(Records drawn from a dataset)
PR #982, opened 2023-11-15
mrd-2089_change-the-point-when-a-recommendation-is-closed: added new …

bills7281:
…PPCS statuses to recall and no recall paths in backwards compatible manner


server/controllers/recommendations/createAndDownloadDocument.ts
```diff
@@ -62,13 +62,17 @@ export const createAndDownloadDocument =
...
+            activate.push(STATUSES.SENT_TO_PPCS)
+          }
         }
       }
     }
     if (documentType === 'NO_RECALL_LETTER') {
       const isCompleted = statuses.find(status => status.name === STATUSES.COMPLETED)
       if (!isCompleted) {
         activate.push(STATUSES.COMPLETED)
+        activate.push(STATUSES.DNTR_DOWNLOADED)
```
DarrenW-HMPPS, line 75: Should this be outside of the if?  Or perhaps even have its own if - if no DNTR_DOWNLOADED status, then add one?

bills7281: I've moved it to it's own if block to follow the existing pattern.

DarrenW-HMPPS (approved):

PR #1004, opened 2023-12-07
mrd-2114_clean-up-closed-statuses: references to closed statuses removed

bills7281:


server/controllers/recommendations/createAndDownloadDocument.ts
```diff
@@ -61,7 +61,6 @@ export const createAndDownloadDocument =
 
         const isSpoRecordedRationale = statuses.find(status => status.name === STATUSES.SPO_RECORDED_RATIONALE)
         if (!isSpo && isSpoRecordedRationale) {
-          activate.push(STATUSES.CLOSED)
```
DarrenW-HMPPS, line 64: Have we missed something here?  We would have set the closed state for PART As and DNTRs before this change, but we now set SENT_TO_PPCS just for Part As.  Is that right?  DNTRs aren't sent to PPCS, but is there something we still need to do here for DNTRs?

server/controllers/recommendations/replaceCurrentRecommendationController.ts
```diff
@@ -15,14 +15,14 @@ async function get(req: Request, res: Response) {
     })
   ).filter(status => status.active)
 
-  const isClosed = statuses.find(status => status.name === STATUSES.CLOSED)
+  const isClosed = statuses.find(status => status.name === STATUSES.SENT_TO_PPCS)
   const isPPDocumentCreated = statuses.find(status => status.name === STATUSES.PP_DOCUMENT_CREATED)
 
   if (!isClosed && isPPDocumentCreated) {
```
DarrenW-HMPPS, line 21: I think I've got a similar question here, but in reverse.  Looks like this will set SENT_TO_PPCS for DNTR and Recall.
Or does PP_DOCUMENT_CREATED mean "Part A created" and not "Part A or DNTR created"?

DarrenW-HMPPS (changes requested):

server/controllers/recommendations/createAndDownloadDocument.ts
bills7281: Yes DNTRs are now set to REC_CLOSED, see line 77

PR #1008, opened 2023-12-12
MRD-2049 - book to ppud

robinandrewdevilliers:


server/controllers/recommendation/checkBookingDetailsController.test.ts
```diff
@@ -99,6 +99,19 @@ describe('get', () => {
           gender: 'Male',
           locationDescription: 'Graceland',
         },
+        bookRecallToPpud: {
+          decisionDateTime: '2023-11-13T09:49:31.361Z',
```
DarrenW-HMPPS, line 103: PPUD Automation is expecting a local datetime for this, not a datetime with a timezone.

robinandrewdevilliers: good spot

DarrenW-HMPPS (approved):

Task requirements> For the string "const", return every line of the data where it appears.

Written reply>
@@ -62,13 +62,17 @@ export const createAndDownloadDocument =
       const isCompleted = statuses.find(status => status.name === STATUSES.COMPLETED)
@@ -61,7 +61,6 @@ export const createAndDownloadDocument =
         const isSpoRecordedRationale = statuses.find(status => status.name === STATUSES.SPO_RECORDED_RATIONALE)
-  const isClosed = statuses.find(status => status.name === STATUSES.CLOSED)
+  const isClosed = statuses.find(status => status.name === STATUSES.SENT_TO_PPCS)
   const isPPDocumentCreated = statuses.find(status => status.name === STATUSES.PP_DOCUMENT_CREATED)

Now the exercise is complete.